Tuesday, March 31st, 2009

The first hurdle in establishing anything remotely superior in terms of practices, or correction of established methods in any plant, remains the too often shoddy quality of information derived from inaccurate, biased, incomplete or even lost data.

In a recent discussion regarding the age-old approach of first dealing with high maintenance cost assets, the sad realization that these could only be identified through subjective impressions of personnel left us perplexed: the problems of old are still alive and well.

Simply put, you can not manage what you do not measure, and measuring (metrics or performance indicators) can fall short of the target if the proper controls were never established from the start (or some time in the past).

© 2009 by François Gagnon

“Best” Practices

Monday, March 30th, 2009

The benefit of wielding several languages can sometimes be found in the details of how another culture considers an expression or statement that pervades our culture to the extent where we no longer question it! Take “Best Practices”, for instance…

The French language instantly applies a caveat to that now sacred cow of a buzzword: it becomes Exemplary Practices. We immediately get a different sense of importance as that critical nuance gets introduced, since Best and Exemplary ring altogether different bells.
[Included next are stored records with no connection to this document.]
PR #1049, opened 2021-01-28
Fixed width calculation when table column headers had tabs

kmvanbrunt:
Also fixed `FileNotFoundError` if you ran back-to-back `history --clear` commands when using a history file.

### DIFF
--- a/cmd2/table_creator.py
+++ b/cmd2/table_creator.py
@@ -83,7 +83,7 @@ class Column:
         :param header: label for column header
         :param width: display width of column. This does not account for any borders or padding which
                       may be added (e.g pre_line, inter_cell, and post_line). Header and data text wrap within
-                      this width using word-based wrapping (defaults to width of header or 1 if header is blank)
+                      this width using word-based wrapping (defaults to actual width of header or 1 if header is blank)
         :param header_horiz_align: horizontal alignment of header cells (defaults to left)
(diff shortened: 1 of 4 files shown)


cmd2/table_creator.py
```diff
@@ -141,8 +136,20 @@ def __init__(self, cols: Sequence[Column], *, tab_width: int = 4) -> None:
...
+            # For headers with the width not yet set, use the width of the
+            # widest line in the header or 1 if the header has no width
+            if col.width is None:
+                line_widths = [ansi.style_aware_wcswidth(line) for line in col.header.splitlines()]
+                line_widths.append(1)
+                col.width = max(line_widths)
+
     @staticmethod
-    def _wrap_long_word(word: str, max_width: int, max_lines: Union[int, float], is_last_word: bool) -> Tuple[str, int, int]:
+    def _wrap_long_word(word: str, max_width: int, max_lines: Union[int, float],
```
tleonhardt, line 151: I haven't tested it yet, but I read recently that instead of `Union` you can use syntax like the folliwing:
```Python
def _wrap_long_word(word: str, max_width: int, max_lines: int | float):
```

I'm not sure if it requires a newer version of Python or not, but sometime we should try it out - I think it is a lot cleaner and more readable than using `Union[int, float]` and is also easier when people are moving between Python and TypeScript.

tleonhardt (approved):

PR #1065, opened 2021-03-01
History fix

### LINKED ISSUE #1064: History repeats index numbers
Once a history file reaches the max limit of items, cmd2 truncates it before closing. When you reopen cmd2, the history file is read and all `HistoryItems` are restored with their previous index numbers. Then `cmd2.History` sets the starting index based on the length of the list, which could be an index already used by a restored `HistoryItem`.

I propose removing the index from `HistoryItem` and instead use its actual index in the `History` list (converted to 1-based as it has been).

kmvanbrunt:
Fixes #1064

### DIFF
--- a/cmd2/cmd2.py
+++ b/cmd2/cmd2.py
@@ -787,7 +787,7 @@ class Cmd(cmd.Cmd):
                             if choice_name == cur_subcmd:
                                 return find_subcommand(choice, subcmd_names)
                         break
-                raise CommandSetRegistrationError('Could not find sub-command "{}"'.format(full_command_name))
+                raise CommandSetRegistrationError('Could not find subcommand "{}"'.format(full_command_name))
 
             target_parser = find_subcommand(command_parser, subcommand_names)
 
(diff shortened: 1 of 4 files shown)


cmd2/cmd2.py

The problem with Best can be readily summed up: “Best” for the people who use it, in their business, industry, context, environment, management style, CMMS or EAM, may well be far from the bull’s eye for YOUR plant. Sadly, “Best” may be a lie! 

“Exemplary”, on the other hand, avoids the pushy arrogance of stating “this is the way you should also manage, work, implement, or execute”. Instead, it gently introduces itself as an example of methods that work for certain people in their very specific circumstances.

Thus, the reader may concur that “exemplary” may well be much better than “best”! An odd conundrum, to say the least!